PR #128, opened 2017-02-04
Don't swallow append exceptions

dmlap:
Pass along exceptions that are triggered when appending data as a property on the synthetic player error.


imbcmdth:
LGTM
◆ ◆ ◆
A line counts if it contains the string "exceptions"; report how many lines in the material do, giving only the number.

### RESULT BELOW
2